⟨
PR #5400, opened 2025-02-10
Fix file permissions

MitjaBezensek:
Fixes:
* File permissions for non owners.
* File state permissions.
* An issue with the published file logic.

### Change type

- [x] `bugfix`

### Test plan

1. I tested this via `app.updateFile` since we don't expose UI elements for this.

### Release notes

- Fix a bug with changing files.

### DIFF
--- a/apps/dotcom/sync-worker/src/TLUserDurableObject.ts
+++ b/apps/dotcom/sync-worker/src/TLUserDurableObject.ts
@@ -5,6 +5,7 @@ import {
 	TlaFile,
 	TlaFilePartial,
 	TlaFileState,
+	TlaFileStatePartial,
 	TlaUser,
 	Z_PROTOCOL_VERSION,
 	ZClientSentMessage,
@@ -292,7 +293,7 @@ export class TLUserDurableObject extends DurableObject<Environment> {
 				)
 			}
 			case 'file_state': {
-				const nextFileState = update.row as TlaFileState
+				const nextFileState = update.row as TlaFileStatePartial
 				let file = s.files.find((f) => f.id === nextFileState.fileId)
 				if (!file) {
 					// The user might not have access to this file yet, because they just followed a link
@@ -303,11 +304,7 @@ export class TLUserDurableObject extends DurableObject<Environment> {
 					throw new ZMutationError(ZErrorCode.bad_request, `File not found ${nextFileState.fileId}`)
 				}
 				if (file.ownerId === this.userId) return
-				if (
-					file.shared &&
-					(nextFileState.userId === this.userId || nextFileState.userId === undefined)
-				)
-					return
+				if (file.shared && nextFileState.userId === this.userId) return
 
 				throw new ZMutationError(
 					ZErrorCode.forbidden,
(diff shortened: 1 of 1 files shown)


apps/dotcom/sync-worker/src/TLUserDurableObject.ts
```diff
@@ -272,8 +273,18 @@ export class TLUserDurableObject extends DurableObject<Environment> {
 						`Cannot create a file for another user ${nextFile.id}`
 					)
 				}
+				// Owners are allowed to make changes
 				if (prevFile.ownerId === this.userId) return
-				if (prevFile.shared && prevFile.sharedLinkType === 'edit') return
+
+				// We can make changes to updatedAt field in a shared, editable file
+				if (prevFile.shared && prevFile.sharedLinkType === 'edit') {
```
⟩
### Activity
Scan the listing and report each line where the word "fileId" shows up.

### Task result
 				let file = s.files.find((f) => f.id === nextFileState.fileId)
 					throw new ZMutationError(ZErrorCode.bad_request, `File not found ${nextFileState.fileId}`)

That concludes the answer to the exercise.